Read when you’ve got time to spare.

heiress_HEADER_2580.png

Bulbs flashed as the rouge- and fur-wearing socialite took the stand in a trial that would rivet the American public for the next several months. The image of the solemn-faced 22-year-old would appear in newspapers across the country. Some, like The New York Times, would print nearly 50 stories detailing the woman’s private life — her childhood, romantic relationships, drinking and spending habits, even the lingerie she was wearing. (It was imported from France.) It was January of 1936, and heiress Ann Cooper Hewitt was suing her mother in a San Francisco court for $500,000 (roughly $9 million today). The plaintiff claimed that her mother paid doctors to “unsex” her during an appendectomy in order to deprive her of an inheritance from her millionaire father’s estate. The defendant argued that she was merely protecting her daughter — and society — from the consequences of Ann becoming pregnant.

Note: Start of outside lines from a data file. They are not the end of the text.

Issue #317, opened 2020-09-04
GoogleRE2.max_program_size field is deprecated in Envoy


lmakarov:
I get a bunch of these warnings from Envoy in the ESPV2 logs:

```
2020-09-04 10:16:14.235 PDTW0904 17:16:14.035 16 envoy] [16][misc][external/envoy/source/common/protobuf/message_validator_impl.cc:21] Deprecated field: type envoy.type.matcher.v3.RegexMatcher.GoogleRE2 Using deprecated option \'envoy.type.matcher.v3.RegexMatcher.GoogleRE2.max_program_size\' from file regex.proto. This configuration will be removed from Envoy soon. Please see https://www.envoyproxy.io/docs/envoy/latest/version_history/version_history for details. If continued use of this field is absolutely necessary, see https://www.envoyproxy.io/docs/envoy/latest/configuration/operations/runtime#using-runtime-overrides-for-deprecated-features for how to apply a temporary and highly discouraged override.
```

When Peter Cooper Hewitt died in 1921, the inventor and entrepreneur left two-thirds of his estate to Ann and one-third to Ann’s mother, his wife. But the will stipulated that Ann’s share reverted back to her mother if Ann died childless. Knowing this, Ann’s mother purportedly paid two doctors $9,000 each (about $165,000 today) to remove her daughter’s fallopian tubes along with her appendix when Ann presented at the hospital with stomach pains. This occurred merely months before the plaintiff’s 21st birthday, after which point Ann’s mother would have no further say in her medical care because Ann would no longer be a minor.

Ann’s mother insisted that she took this action because Ann was “feebleminded,” citing an intelligence test performed by a psychologist shortly before the procedure. A History Magazine story on the case by G.S. Payne reported that Ann could not answer questions such as “How long is the longest river in the United States?” and “What is the term of a U.S. president?” The defendant further claimed that her daughter was morally degenerate, referencing Ann’s addiction to masturbation, love letters between Ann and her chauffeur that contained the young lady’s pubic hairs, and Ann’s “erotic tendencies” with men ranging from bellhops to “Negro” train porters.

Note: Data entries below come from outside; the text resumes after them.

PR #1015, opened 2026-05-28
fix out-of-bounds read in extractIPFromForwardedHeader on empty for= token

netliomax25-code:
When the `Forwarded` header arrives as `for=` (or `for=""`), `ip` becomes an empty `absl::string_view` and `ip[0]` / `ip[ip.size() - 1]` in handler_utils.cc:403-408 read out of bounds. Gate the unquote/unbracket steps on `ip.size() >= 2` so the strip only runs when there is something to strip.


netliomax25-code:
any update?

netliomax25-code:
gentle ping

PR #1016, opened 2026-06-01
guard long cast of numeric jwt claim in extractJwtPayload

netliomax25-code:
extractJwtPayload renders a numeric JWT claim via static_cast<long>(value.number_value()), but that cast is undefined when the claim is non-finite or outside long's range. A token whose logged number claim is e.g. 1e19 (> LONG_MAX) trips it; under UBSan: "1e+19 is outside the range of representable values of type 'long'". The number comes straight from the client JWT. Guard the narrowing the way JsonStruct::getInteger already does and render the raw value otherwise.


netliomax25-code:
gentle ping

PR #1017, opened 2026-06-02
fix use-after-free in extractHeader for multi-value headers

netliomax25-code:
extractHeader returns a string_view into the local GetAllOfHeaderAsStringResult. For a header sent with more than one value, getAllOfHeaderAsString joins the values into that result's backing string, so the returned view dangles once extractHeader returns and the result is destroyed. The callers in handler_impl.cc copy attacker-controlled headers like x-android-cert through it, reading freed heap memory. Return std::string so the bytes are copied while the backing string is still alive.


netliomax25-code:
gentle ping

PR #1027, opened 2026-07-13
update go and python versions, update SSL test keys

sunaydagli:


sunaydagli:
SSL keys needed to be updated, as they expired 5 years after their creation on July 12 2021. Added new ones to this PR, tests seen to pass again.

paulhong01 (approved):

In response to these accusations, the plaintiff’s attorney swiftly called witnesses who could speak to Ann’s intelligence. “She writes fluently in French and can converse in Italian,” a physician affirmed via affidavit. “She has read books on Shakespeare, French history, Napoleon Bonaparte, Marie Antoinette, King Lear, Dante’s Inferno, and the works of Charles Dickens.” If there were any intellectual deficiencies, this witness wrote, they were due to Ann having been neglected by her mother for most of her childhood.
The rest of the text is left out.